▶ [TASK DETAILS]: Could you give the data below again, exactly and completely?

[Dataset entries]
□ □ □ □ □
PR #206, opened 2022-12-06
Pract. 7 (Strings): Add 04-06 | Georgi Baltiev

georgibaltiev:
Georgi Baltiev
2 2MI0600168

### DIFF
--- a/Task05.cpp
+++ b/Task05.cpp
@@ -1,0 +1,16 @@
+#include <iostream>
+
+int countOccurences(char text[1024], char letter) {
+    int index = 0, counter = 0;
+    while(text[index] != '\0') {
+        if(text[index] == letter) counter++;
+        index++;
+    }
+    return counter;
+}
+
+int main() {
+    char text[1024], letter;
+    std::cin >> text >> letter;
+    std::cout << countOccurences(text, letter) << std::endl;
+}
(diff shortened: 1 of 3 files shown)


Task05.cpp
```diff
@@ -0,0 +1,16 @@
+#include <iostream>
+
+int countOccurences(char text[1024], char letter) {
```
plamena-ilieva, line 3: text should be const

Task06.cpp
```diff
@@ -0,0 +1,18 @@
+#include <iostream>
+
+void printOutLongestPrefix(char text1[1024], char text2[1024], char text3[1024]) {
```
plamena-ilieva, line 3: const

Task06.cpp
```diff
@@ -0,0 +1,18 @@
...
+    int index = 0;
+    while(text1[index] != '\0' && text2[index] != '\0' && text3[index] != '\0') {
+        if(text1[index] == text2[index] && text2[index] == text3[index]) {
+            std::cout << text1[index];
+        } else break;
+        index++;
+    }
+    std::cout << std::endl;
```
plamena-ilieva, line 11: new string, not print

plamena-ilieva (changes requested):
□ □ □ □ □
▶ [ANSWER FOR THE TASK]:
PR #206, opened 2022-12-06
Pract. 7 (Strings): Add 04-06 | Georgi Baltiev

georgibaltiev:
Georgi Baltiev
2 2MI0600168

### DIFF
--- a/Task05.cpp
+++ b/Task05.cpp
@@ -1,0 +1,16 @@
+#include <iostream>
+
+int countOccurences(char text[1024], char letter) {
+    int index = 0, counter = 0;
+    while(text[index] != '\0') {
+        if(text[index] == letter) counter++;
+        index++;
+    }
+    return counter;
+}
+
+int main() {
+    char text[1024], letter;
+    std::cin >> text >> letter;
+    std::cout << countOccurences(text, letter) << std::endl;
+}
(diff shortened: 1 of 3 files shown)


Task05.cpp
```diff
@@ -0,0 +1,16 @@
+#include <iostream>
+
+int countOccurences(char text[1024], char letter) {
```
plamena-ilieva, line 3: text should be const

Task06.cpp
```diff
@@ -0,0 +1,18 @@
+#include <iostream>
+
+void printOutLongestPrefix(char text1[1024], char text2[1024], char text3[1024]) {
```
plamena-ilieva, line 3: const

Task06.cpp
```diff
@@ -0,0 +1,18 @@
...
+    int index = 0;
+    while(text1[index] != '\0' && text2[index] != '\0' && text3[index] != '\0') {
+        if(text1[index] == text2[index] && text2[index] == text3[index]) {
+            std::cout << text1[index];
+        } else break;
+        index++;
+    }
+    std::cout << std::endl;
```
plamena-ilieva, line 11: new string, not print

plamena-ilieva (changes requested):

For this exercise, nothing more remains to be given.